Künftige Turnier sollen nicht mehr nur in einem oder in zwei Ländern veranstaltet werden, wie in diesem Jahr in Polen und der Ukraine . "Wir können in zwölf Städten in einem Land spielen, aber auch in zwölf Städten in ganz Europa ", sagte Platini. Er selbst habe diese Idee schon lange, sagte er. Auch seine Kollegen, mit denen er gesprochen habe, fänden die Idee sehr gut. "Es ist nur ein Vorschlag, aber ich habe viele Sympathien für diese Idee", sagte Platini.

Der Vorteil sei, dass die Ausrichtung eines Turnier für die einzelnen Länder dann nicht so teuer wäre. Außerdem sei es beispielsweise einfacher, von London nach Berlin zu reisen, als von Danzig nach Donezk .

Bislang gibt es drei offizielle Bewerber um die Europameisterschaft 2020: Die Türkei sowie Wales / Schottland / Irland und Georgien / Aserbaidschan . Auf den Kommentar eines türkischen Journalisten, der traurig sei, weil sein Land dann keine EM ausrichten könne, sagte Platini, dass auch in der Türkei eine der Austragungsstädte liegen könnte.

"Noch ist es nur eine Idee", sagte Platini. "Das Exekutivkomitee hat mir die Erlaubnis erteilt, diesen Vorschlag den Verbänden zu unterbreiten." Beim Treffen des Uefa-Exekutivkomitees soll der Vorschlag besprochen werden, spätestens im Januar dann eine Entscheidung fallen.

Darüber hinaus verteidigte Platini erneut die Torrichter – trotz des Fehlers des ungarischen Torrichters im letzten Gruppenspiel zwischen der Ukraine und England . "Ich bin gegen Technik im Fußball. Wo hören wir auf? Haben wir dann auch bald technische Hilfsmittel, um Abseits zu erkennen oder um zu sehen, ob der Ball im Toraus war?", sagte er.

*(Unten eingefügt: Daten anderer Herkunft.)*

PR #3895, opened 2020-10-10
bcm2835-dma: only reserve channel 0 if legacy dma driver is enabled

HiassofT:
If CONFIG_DMA_BCM2708 isn't enabled there's no need to mask out
one of the already scarce DMA channels.

### DIFF
--- a/drivers/dma/bcm2835-dma.c
+++ b/drivers/dma/bcm2835-dma.c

Die Uefa-Exekutive forderte den Weltverband Fifa und die Regelhüter des Ifab zu einer weiteren Diskussion über die mögliche Einführung von technischen Hilfsmitteln wie Torkamera oder Chip im Ball auf, bevor eine endgültige Entscheidung getroffen wird. Das Ifab will am kommenden Donnerstag einen Beschluss fassen. Der Fifa-Präsident Blatter hatte nach der Fehlentscheidung gesagt, die Torlinien-Technologie sei keine Alternative mehr, sondern eine Notwendigkeit.